The following paper presents an evaluation of airborne sensors for use in vegetation management in powerline corridors. Three integral stages in the management process are addressed including, the detection of trees, relative positioning with respect to the nearest powerline and vegetation height estimation. Image data, including multi-spectral and high resolution, are analyzed along with LiDAR data captured from fixed wing aircraft. Ground truth data is then used to establish the accuracy and reliability of each sensor thus providing a quantitative comparison of sensor options. Tree detection was achieved through crown delineation using a Pulse-Coupled Neural Network (PCNN) and morphologic reconstruction applied to multi-spectral imagery. Through testing it was shown to achieve a detection rate of 96%, while the accuracy in segmenting groups of trees and single trees correctly was shown to be 75%. Relative positioning using LiDAR achieved a RMSE of 1.4m and 2.1m for cross track distance and along track position respectively, while Direct Georeferencing achieved RMSE of 3.1m in both instances. The estimation of pole and tree heights measured with LiDAR had a RMSE of 0.4m and 0.9m respectively, while Stereo Matching achieved 1.5m and 2.9m. Overall a small number of poles were missed with detection rates of 98% and 95% for LiDAR and Stereo Matching.

Advances in vegetation management for power line corridor monitoring using aerial remote sensing techniques

This paper presents a comprehensive discussion of vegetation management approaches in power line corridors based on aerial remote sensing techniques. We address three issues 1) strategies for risk management in power line corridors, 2) selection of suitable platforms and sensor suite for data collection and 3) the progress in automated data processing techniques for vegetation management. We present initial results from a series of experiments and, challenges and lessons learnt from our project.

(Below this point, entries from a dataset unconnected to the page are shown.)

PR #796, opened 2019-03-13
Value head standard error exploration term.

ddobbelaere:
This adds a value head standard error exploration term for (hopefully) better tactical capabilities, as proposed by @kk2796 in https://github.com/LeelaChessZero/lc0/pull/791#issuecomment-472197225.

The main idea is that the uncertainty term of the UCT search is adapted to (new term in bold):

U(s,a) = cPuct ⋅ P(s,a) ⋅ sqrt(N(s,b)) ⋅ 1/(1+N(s,a)) + **stderr-factor ⋅ SE(s,a)**,

with SE(s,a) = S(s,a)/sqrt(N(s,a)) the standard error of the raw net value Qs (and terminal Qs) of all playouts in the subtree (including multivisits) and S(s,a) the standard deviation. The backup update step is very efficient (incremental formula even for multivisits) and uses a variant of https://en.wikipedia.org/wiki/Algorithms_for_calculating_variance#Welford's_online_algorithm (extended to the multivisit case).

The goal of this PR is in the first place to investigate the effect on tactical capabilities (as a function of the still unknown stderr-factor). If you have other ideas to include the SE(s,a) term in the equation, please share your ideas!

Possible follow-ups:

- Investigate performance for fixed node tests on a standard tactics test suite and compare with master (stderr-factor = 0). Note that the node count at which the best move is found is also an interesting metric (it might be that this PR more quickly finds the best move).
- CLOP the unknown stderr-factor.
- Investigate other ways to include SE(s,a) in the U(s,a) term.
- Investigate match play performance for an optimal value of stderr-factor.

### DIFF
--- a/src/mcts/node.cc
+++ b/src/mcts/node.cc
@@ -242,7 +242,11 @@ void Node::CancelScoreUpdate(int multivisit) {
 }
 
 void Node::FinalizeScoreUpdate(float v, float d, int multivisit) {
-  // Recompute Q.
+  // Update the sum of squared differences.
+  sum_squared_diff_q_ +=
+      (v - q_) * (v - q_) * multivisit * n_ / (n_ + multivisit);
+
+  // Recompute Q and D.
   q_ += multivisit * (v - q_) / (n_ + multivisit);
   d_ += multivisit * (d - d_) / (n_ + multivisit);
 
--- a/src/mcts/node.h
+++ b/src/mcts/node.h
@@ -155,6 +155,10 @@ class Node {
   // for terminal nodes.
   float GetQ() const { return q_; }
   float GetD() const { return d_; }
+  // Returns standard deviation of value head in subtree.
+  float GetQStdDev() const {
+    return n_ > 0 ? sqrt(sum_squared_diff_q_ / n_) : 0.0f;
+  }
 
   // Returns whether the node is known to be draw/lose/win.
   bool IsTerminal() const { return is_terminal_; }
@@ -267,6 +271,9 @@ class Node {
   // of the player who "just" moved to reach this position, rather than from the
   // perspective of the player-to-move for the position.
   float q_ = 0.0f;
+  // Sum of squared differences of the value head of the neural network over all
+  // visited nodes in subtree w.r.t. the average q_.
+  float sum_squared_diff_q_ = 0.0f;
   // Averaged draw probability. Works similarly to Q, except that D is not
   // flipped depending on the side to move.
   float d_ = 0.0f;
@@ -340,6 +347,7 @@ class EdgeAndNode {
   float GetD() const {
     return (node_ && node_->GetN() > 0) ? node_->GetD() : 0.0f;
   }
+  float GetQStdDev() const { return node_ ? node_->GetQStdDev() : 0.0f; }
   // N-related getters, from Node (if exists).
   uint32_t GetN() const { return node_ ? node_->GetN() : 0; }
   int GetNStarted() const { return node_ ? node_->GetNStarted() : 0; }
@@ -354,10 +362,11 @@ class EdgeAndNode {
     return edge_ ? edge_->GetMove(flip) : Move();
   }
 
-  // Returns U = numerator * p / N.
+  // Returns U = numerator * p / N + stddev_factor * GetQStdDev().
   // Passed numerator is expected to be equal to (cpuct * sqrt(N[parent])).
-  float GetU(float numerator) const {
-    return numerator * GetP() / (1 + GetNStarted());
+  float GetU(float numerator, float stddev_factor) const {
+    return numerator * GetP() / (1 + GetNStarted()) +
+           stddev_factor * GetQStdDev();
   }
 
   int GetVisitsToReachU(float target_score, float numerator,
--- a/src/mcts/node.h
+++ b/src/mcts/node.h
@@ -157,7 +157,9 @@ class Node {
   float GetD() const { return d_; }
   // Returns standard error of value head in subtree.
   float GetQStdErr() const {
-    return n_ > 0 ? sqrt(sum_squared_diff_q_) / n_ : 0.0f;
+    // Note that we use an unbiased standard deviation estimator (sqrt(n_-1)
+    // denominator).
+    return n_ > 1 ? sqrt(sum_squared_diff_q_ / (n_ - 1) / n_) : 0.0f;
   }
 
   // Returns whether the node is known to be draw/lose/win.
--- a/src/mcts/node.h
+++ b/src/mcts/node.h
@@ -362,11 +362,11 @@ class EdgeAndNode {
     return edge_ ? edge_->GetMove(flip) : Move();
   }
 
-  // Returns U = numerator * p / N + stderr_multiplier * GetQStdErr().
+  // Returns U = numerator * p / N + stderr_factor * GetQStdErr().
   // Passed numerator is expected to be equal to (cpuct * sqrt(N[parent])).
-  float GetU(float numerator, float stderr_multiplier) const {
+  float GetU(float numerator, float stderr_factor) const {
     return numerator * GetP() / (1 + GetNStarted()) +
-           stderr_multiplier * GetQStdErr();
+           stderr_factor * GetQStdErr();
   }
 
   int GetVisitsToReachU(float target_score, float numerator,
--- a/src/mcts/node.h
+++ b/src/mcts/node.h
@@ -315,7 +315,7 @@ class Node {
 
 // A basic sanity check. This must be adjusted when Node members are adjusted.
 #if defined(__i386__) || (defined(__arm__) && !defined(__aarch64__))
-static_assert(sizeof(Node) == 52, "Unexpected size of Node for 32bit compile");
+static_assert(sizeof(Node) == 56, "Unexpected size of Node for 32bit compile");
 #else
 static_assert(sizeof(Node) == 80, "Unexpected size of Node");
 #endif
--- a/src/mcts/node.h
+++ b/src/mcts/node.h
@@ -362,11 +362,11 @@ class EdgeAndNode {
     return edge_ ? edge_->GetMove(flip) : Move();
   }
 
-  // Returns U = numerator * p / N + stddev_factor * GetQStdDev().
+  // Returns U = numerator * p / N + stddev_multiplier * GetQStdDev().
   // Passed numerator is expected to be equal to (cpuct * sqrt(N[parent])).
-  float GetU(float numerator, float stddev_factor) const {
+  float GetU(float numerator, float stddev_multiplier) const {
     return numerator * GetP() / (1 + GetNStarted()) +
-           stddev_factor * GetQStdDev();
+           stddev_multiplier * GetQStdDev();
   }
 
   int GetVisitsToReachU(float target_score, float numerator,
--- a/src/mcts/node.h
+++ b/src/mcts/node.h
@@ -155,9 +155,9 @@ class Node {
   // for terminal nodes.
   float GetQ() const { return q_; }
   float GetD() const { return d_; }
-  // Returns standard deviation of value head in subtree.
-  float GetQStdDev() const {
-    return n_ > 0 ? sqrt(sum_squared_diff_q_ / n_) : 0.0f;
+  // Returns standard error of value head in subtree.
+  float GetQStdErr() const {
+    return n_ > 0 ? sqrt(sum_squared_diff_q_) / n_ : 0.0f;
   }
 
   // Returns whether the node is known to be draw/lose/win.
@@ -347,7 +347,7 @@ class EdgeAndNode {
   float GetD() const {
     return (node_ && node_->GetN() > 0) ? node_->GetD() : 0.0f;
   }
-  float GetQStdDev() const { return node_ ? node_->GetQStdDev() : 0.0f; }
+  float GetQStdErr() const { return node_ ? node_->GetQStdErr() : 0.0f; }
   // N-related getters, from Node (if exists).
   uint32_t GetN() const { return node_ ? node_->GetN() : 0; }
   int GetNStarted() const { return node_ ? node_->GetNStarted() : 0; }
@@ -362,11 +362,11 @@ class EdgeAndNode {
     return edge_ ? edge_->GetMove(flip) : Move();
   }
 
-  // Returns U = numerator * p / N + stddev_multiplier * GetQStdDev().
+  // Returns U = numerator * p / N + stderr_multiplier * GetQStdErr().
   // Passed numerator is expected to be equal to (cpuct * sqrt(N[parent])).
-  float GetU(float numerator, float stddev_multiplier) const {
+  float GetU(float numerator, float stderr_multiplier) const {
     return numerator * GetP() / (1 + GetNStarted()) +
-           stddev_multiplier * GetQStdDev();
+           stderr_multiplier * GetQStdErr();
   }
 
   int GetVisitsToReachU(float target_score, float numerator,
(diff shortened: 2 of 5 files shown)


ASilver:
Sounds interesting, nice one. Just a comment: while testing tactics is obviously attractive, I would start by making a plain Elo (strength) test. Better tactics at the cost of better play won't be of much help after all. One can improve tactics just by raising the cpuct values beyond their optimal, but the overall play then deteriorates.

jhorthos:
Will run some tests on jhorthos tactics suite at varying stderr-factor settings

kk2796:
mobile, so my opinion briefly

tactical position testing : elo testing :: petri dish testing of antibiotic : clinical trial

jhorthos:
ddobbelaere - I missed that you had done some of this testing on the tactics suite - I guess I am duplicating some of your work... but I don't have currently implemented the test for how quickly the solution is found. Should add that I suppose.

oscardssmith:
@jhorthos just to be clear, is your clop for tactics or for elo?

ddobbelaere:
Thanks for you efforts. I ran the suite via python-chess and parsed the info strings (based on lc0_analyzer.py).

I defined the number of nodes needed to solve a problem as the number at which the best move is correct and doesn't change until the end (10000 nodes in my case). So let's say a is the correct move and the info string's best moves are b, a, c, c, d, a, a, a with reported number of nodes n1, n2, n3, n4, n5, n6, n7, n8, then n6 is the number of nodes needed in this case.

jhorthos:
ah nice method - i haven't used info strings directly - i just get the moves directly inside python chess. yes that is what I meant by game-play CLOP. Elo.

jhorthos:
What does "including multivisits" mean? When a node is visited N times, its Q is added N times to the list of values used to compute stderr?

ddobbelaere:
The average Q(s,a) of a subtree, and its standard error SE(s,a), is updated with the Q of each *leaf* node that is arrived at after an MCTS *playout* from root to leaf node (maximizing Q+U at each step). There are two such possible leaf nodes:

- Non-terminal leaf nodes are said to be *expanded* and need a NN query to get its Q and policy values.
- Terminal leaf nodes (TB hit, checkmate, stalemate, draw by insufficient material, draw by repetition) have a known Q, so they do not need a NN query.

Because we use a highly parallellized version of MCTS (with minibatches in each search thread, but also with multiple search threads), we do playouts before the results of the NN queries are available to us. This can lead to so-called *collisions* (we arrive at the same unexpanded node multiple times), of which we allow a limited amount. Once the node is expanded (the NN eval has taken place) and we update Q(s,a) and SE(s,a), we count the Q of this node as having been visited multiple times, hence the name *multivisits*.

jhorthos:
I wonder if you would mind compiling a version without Cpuct in the second term? Or maybe that makes no sense.

Ah I understand the multivisit now - you just mean that only terminal nodes and expanded (NN tested) nodes even have a Q.

ddobbelaere:
Done, your CLOP is probably telling us that there is an optimal value for **cPuct * stderr-factor** (the previous multiplicative factor) that doesn't depend on cPuct itself, such that it doesn't make a lot of sense to include cPuct in the factor.

I initially thought it was a good idea to have cPuct there as I thought some scaling with node counts of stderr term would maybe be beneficial. This initial thought can be called questionable now (why do we want the stderr term to scale the same way as the original term, it actually makes no sense).

Leaving out cPuct will have the extra advantage that changing cPuct won't have any adverse effects if stderr-factor is different from 0. Earlier an increase of cPuct would have to be accompanied by a decrease of stderr-factor, which is kind of strange and awkward.

jhorthos:
Have been thinking more. I think stderr is the right indicator rather than stddev because I think you want it to be sensitive to the number of tested nodes. As the local tree expands, if the variance measure stays constant I imagine you want to gradually discount it, as stderr does.

One question to be sure I understand. "raw net value Qs (and terminal Qs) of all playouts in the subtree" means the subtree from the parent the unexpanded node in question correct? All these terms take getting used to. So there is an as-yet unevaluated node X for which we are calculating U, and the "subtree" above is the tree with the **parent** of node X as its root.

kk2796:
If we want to really clean this up, the supplied constant should be "confidence-interval", e.g. "%95", and derived "stderr multiplier", which is actually statistical "t",  is derived from that using t-table:
http://sphweb.bumc.bu.edu/otlt/MPH-Modules/BS/BS704_Confidence_Intervals/SysBP_example-T_table.jpg

The nice thing there is that while a confidence interval specification would be constant, the t-value drops with N just like stderr itself drops with N.  This has a nice dual-edge facet - impact of stderr slowly drops with high number of visits (so works "intuitively" with extremeley high visit-count) but t-factor ensures lots of focus is directed at low-N / high-stddev nodes (which may have huge margins of error in their initial estimates; thus be worth exploring more even if initial Q averages are relatively poor)

Going off the deep end a bit - we should **definitely** decouple this from cPuct as - to a large extent - I feel like this is sort of doing the job the original U factor was trying to do... just, "the right way".  Won't know until CLOP results come in, but I suspect that optimizations will point toward increasing the contribution of the t-test/stderr factor (so, larger confidence-interval params) while decreasing the contribution of original U(s,a) factor (so cPuct trends toward 0).

kk2796:
If this does prove successful, it'd be ironic that the U factor was so-named as a reference to "Upper Confidence Bound"... effectively we'd be replacing it with the statistically correct definition of the upper confidence boundary.

jhorthos:
U now means the upper uncertainty bound. :-)

kk2796:
And as for the question, "but what would we do with policy then? " Well, for 1, it still serves a purpose in training the network (it's a meaningful artifact of the search process that the NN is well-served to be able to predict).   But for 2 - there's a MUCH more intuitively obvious use for that too.  I described this once elsewhere.  Get rid of the silly/nonsensical "first move urgency factor" and just the use current-node's P(s,*) array to set initial Q value of each of it's children.  Each child gets an initial Q value between -1 (expected value of worst possible move) and current-value-head (expected value of optimal-play move).  The actual value from that range for any given child should be proportional to where that child's P(s,a) value lies between 0 and the large policy of the entire P(s,*) array.  So the child with biggest P(s,a) gets initial Q = 100% of current-value-head.  Child with P(s,a) near 0% gets Q value very close to -1.

kk2796:
I'm having too much fun with this... but can't let go of the notion of the deepmind guys kicking around ideas for how to design PUCT formula.  

DM1: I like using average Q for exploitation, but it needs to have some sort of exploration term... 
DM2: Yeah, something that somehow captures 'how big might this actually be', you know, above what our current best guess is.
DM1: Right!  We'll call it an 'upper bound'!  The less certain we are about how good the move is, the bigger this 'upper bound' would be on its value.  
DM2: We can use policy head!  We hadn't use it yet, so in this case....
(there's a light tap on door... older guy sticks his head in)
Stan: Hey, guys - overheard your conversation about stats - need any ideas?
DM1 [muttering to DM2] "Ah Christ, it's Stan, the statistician." [Aloud] "Hey Stan!  Hah - thanks, but no, we're not doing "statistics" here.  Times are changing. We're building NN's.  Machine learning stuff.. a whole new math.  But we'll let you know if we need help finding an average or something."
Stan: Okay... you sure?  Cuz I thought I heard you saying..." 
DM2, [interrupting] Yep, thanks Stan, but this is visionary stuff they don't teach in college - no time to explain it to you, but maybe you can read up on it when we publish it in Science."  [muttering to DM1] "I thought Stan retired like a year ago!
(Stan departs, muttering something about "... dang yungins...")
DM2: Okay - where were we?  Oh, right, Upper bound.  Okay, so, my idea is, start with a policy value.  It's a bit small, so let's bump it up with a mulitplier, some sort of constant to our PUCT formula..."
DM3: Perfect - then we just use a scale so it drives exploration less and less the more a node is visited. 
 So let's multiply by 1/N.  
DM1: Oh - wait - what about N=0 though?  How about, 1/(N+1).  
DM2: Yeah, that's much better! And we can use it to force all nodes to be visited eventually, by multiplying it also by the total parent-node visits.  Scaled down of course, to something like log(N) of parent or sqrt(n of parent).  
DM1: We are so amazingly smart, But there's only one way to figure out the best solution.
DM2: Ask Stan?
(raucous laughter fills the room)
DM1: Good one, good one!  No, for real, let's fire up 10000 TPUs for a few hours and sort this out with the infallible method of "trial and error"

ddobbelaere:
@kk2796 I really like your suggestion to replace the fixed stderr-factor by the statistical _t_ corresponding to a given (one-sided) fixed confidence interval, which changes as a function of the number of nodes N(s,a). A few critical remarks that I would like to bring up however are:

- The notion of confidence interval corresponding to _t_ is only mathematically correct if the following two assumptions of the t-distribution are satisfied: statistical *independence* of the Qs and the *normality* (Gaussian) assumption. It can already be seen that in some cases (namely multivisits), the independence assumption is blatantly violated. Moreover, the true distribution of Q might be approximately Gaussian (we don't know actually), but from the condition that it lies between -1 and 1, it is already apparent that the a perfect fit to a Gaussian distribution is impossible.
- If we ever try this out (and I think we should, but maybe in a separate follow-up PR), we should resort to approximations, as calculating the exact inverse of the t-distribution CDF seems computationally too expensive.

Looking again at the equations, and at the definition of t in https://en.wikipedia.org/wiki/Student%27s_t-distribution#How_the_t-distribution_arises, I noticed that we are now using the biased sample variance (with denominator n) instead of the unbiased sample variance (with denominator n-1) that is also present in the definition of t. This leads to the observation that right now, an opposite scaling behavior w.r.t. t is happening at low nodes, as can be seen in the following figures.

scaling_factors_85
scaling_factors_95

The varying t is shown as a function of node count, along with a comparison with fixed stderr-factor, both for an unbiased sample variance and biased sample variance (the one we are using now).

In the limit of N(s,a) going to infinity, all the curves converge to the same constant.

**In conclusion: it seems very reasonable to change the biased sample variance to the unbiased version in this PR, but let's allow @jhorthos to share his findings of the current state of the PR (biased variance) first.**

kk2796:
@ddobbelaere excellent assessment!  Fully on board with waiting for findings of current idea before exploring improvements.

A thought that I'd sort of been keepinng "at bay" that ties in to your comment about the lack of independence of Qs.  Bearing in mind that any given node has a truly correct value of -1, 0, or 1; and that (in theory - unless search is fundamentally flawed) a large enough visits to any given node will should result in Qs that converge to the "truly correct" value (where large-enough might be astronomically large), it stands to reason that more recent visits should be considered "more likely to be more accurate" than early-on visits.  To that end - independent of everything else already under consideration... I wonder if Q values (along with their contributions to variance) should be weighted according to visit count.  Something like: 
n=1: newest node is 1/1= 100% of Q
n=2: newest node is 2/3 = 66% of Q - oldest is 33%
n=3: newest node is 3/6 = 50% of Q - oldest is .1666%
...
n=100: newest node is 100/5050 = 5% of Q - oldest is .0002%

oscardssmith:
I think that is probably a bad idea, as it potentially stops Q from converging due to weird cyclical effects.

kk2796:
@oscardssmith  Perhaps weighting according to N is a bit excessive - while the N=100 move is probably a better estimate than N=5; it does seem a bit over-the-top to say it's worth 20x as much.  Perhaps a more subdued idea would work better - like weighting each Q value according to the depth of the node it came from.  
But I do think this (and couple other ideas, such as using P(s,a) to seed the n=0 value of Q(s,a)) will be much more compelling grounds to explore *after* we see some successful outcomes for the stderr idea.

ddobbelaere:
Thanks to @jhorthos for the extensive testing. Here are his CLOP results he sent me a while ago along with his comments:

> Ok here is the CLOP report. First, the "max" value recorded occasionally:

games | cpuct | stderr-factor
----|----|----
2455 | 2.93 | 0.82
2707 |2.95 |0.49
3000| 3.09 |0.09
3083 |2.95| 0.47 _(very unstable in stderr)_
3200| 2.92 |0.65
3500 |3.19| 0.05
3784 |3.02| 0.54
4199| 3.05 |0.42
4276 |3.04| 0.43
4774| 3.09|  0.23
4817|  3.11|  0.22

> Now the weighted image.

clop

> ranges cpuct 1-4 and stderr-factor -1 to 3
so I would be inclined to use an eyeball line through that cloud, which goes from about 2.5 cpuct 1.7 sef to 3.0 cpuct 0.0 sef.
Not very satisfactory, since it suggest above cpuct 3.0 that stderr-factor should be negative.
But almost 5,000 games is enough to cause me to stop. Usually the result with 2 factors is a lot clearer by then.

kk2796:
That is definitely messy!  My initial inclination is to take this as grounds to move immediately to testing the unbiased mean (denominator = n-1) to see if that yields a direct improvement just by virtue of expressing the right statistical measure.  

However, I've got one concern that's independent of the distinction of biased vs unbiased.   Recalling my prior comment, I did predict a negative correlation:  

> Won't know until CLOP results come in, but I suspect that optimizations will point toward increasing the contribution of the t-test/stderr factor (so, larger confidence-interval params) while decreasing the contribution of original U(s,a) factor (so cPuct trends toward 0).

While this came through, it certainly did not come through very cleanly.  I now wonder if the main reason we saw such a noisy mess was because the U term is the only means of policy P(s,a) to influence search.  Leaving everything else aside, I think it's safe to say that P(s,a) is valuable information and so any change that forces it out of the picture, no matter what other benefits that change may bring, is going to suffer the consequences of throwing out perfectly useful information.   

So if my theory holds and the new SE term "wants" to be a better/cleaner exploration term than U, and U must be reduced via shrinking cpuct to make room for SE, there's an unavoidable catch-22: increasing SE's contribution will diminish the usage of any information contained in P(s,a) in the overall PUCT search.   The analogy that occurs to me is that P(s,a) is like the "baby" preventing us from dumping out enough of the (murky) U-factor "bathwater" to make room for the (clean/fresh) SE-factor "water".  If that analogy is apt, then the only way we'd truly be able to detect the benefit of SE is to give the P(s,a) some other way to participate (beyond it's cpuct-weighted contribution to the U factor).   

The idea I expressed [above](https://github.com/LeelaChessZero/lc0/pull/796#issuecomment-473674025) was to use P(s,a) to set a "best guess" at initial value of unexplored node, instead of relying on "first-move-priority" logic.  Though that was originally meant as a follow-up idea to play with  (contingent on success of this SE pull request), I now suspect that there maybe a mutual dependency: that the SE factor can only work effectively if P(s,a) is somehow expressed outside of U factor.

killerducky:

kk2796:
@ddobbelaere FYI - I am coding the "init-Q" changes and will handle as a separate pull request.  While I see the two ideas as related, there's no logical reason the change can't be made independent from your stderr changes (and merged down the road). 

BTW, this will be my first "toe dip" into actual lc0 coding, so I may reach out for assistance.

ddobbelaere:
@killerducky Thanks for pointing out. It was sloppy of me to just put a TODO above the method call but not further think about it.

In this specific case I don't think it matters though **for positive stderr-factor**, as then the number of visits to reach the second best edge are underestimated (as the extra uncertainty term of the best child is not taken into account, but it is taken into account for the second best child). This means, again for positive stddev-factor, a shortcut taken by choosing the cache child is always justified.

Note that the behavior for negative stderr-factor is incorrect however (the number of visits can be overestimated), if this would make any sense anyway (but the CLOP considered them, so it might have influenced its convergence and estimated best values).

@kk2796 Sure, go ahead, glad to help.

Naphthalin:
This is relevant to the discussion collected in #1231.

ddobbelaere:
Closing this, we're end 2020 now. FWIW, feel free to steal/borrow ideas/code from it :)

A synthesizable hardware evolutionary algorithm design for unmanned aerial system real-time path planning

The main objective of this paper is to detail the development of a feasible hardware design based on Evolutionary Algorithms (EAs) to determine flight path planning for Unmanned Aerial Vehicles (UAVs) navigating terrain with obstacle boundaries. The design architecture includes the hardware implementation of Light Detection And Ranging (LiDAR) terrain and EA population memories within the hardware, as well as the EA search and evaluation algorithms used in the optimizing stage of path planning. A synthesisable Very-high-speed integrated circuit Hardware Description Language (VHDL) implementation of the design was developed, for realisation on a Field Programmable Gate Array (FPGA) platform. Simulation results show significant speedup compared with an equivalent software implementation written in C++, suggesting that the present approach is well suited for UAV real-time path planning applications.

Compensation of unmodeled aircraft dynamics in airborne inspection of linear infrastructure assets

Fixed-wing aircraft equipped with downward pointing cameras and/or LiDAR can be used for inspecting approximately piecewise linear assets such as oil-gas pipelines, roads and power-lines. Automatic control of such aircraft is important from a productivity and safety point of view (long periods of precision manual flight at low-altitude is not considered reasonable from a safety perspective). This paper investigates the effect of any unwanted coupling between guidance and autopilot loops (typically caused by unmodeled delays in the aircraft’s response), and the specific impact of any unwanted dynamics on the performance of aircraft undertaking inspection of piecewise linear corridor assets (such as powerlines). Simulation studies and experimental flight tests are used to demonstrate the benefits of a simple compensator in mitigating the unwanted lateral oscillatory behaviour (or coupling) that is caused by unmodeled time constants in the aircraft dynamics.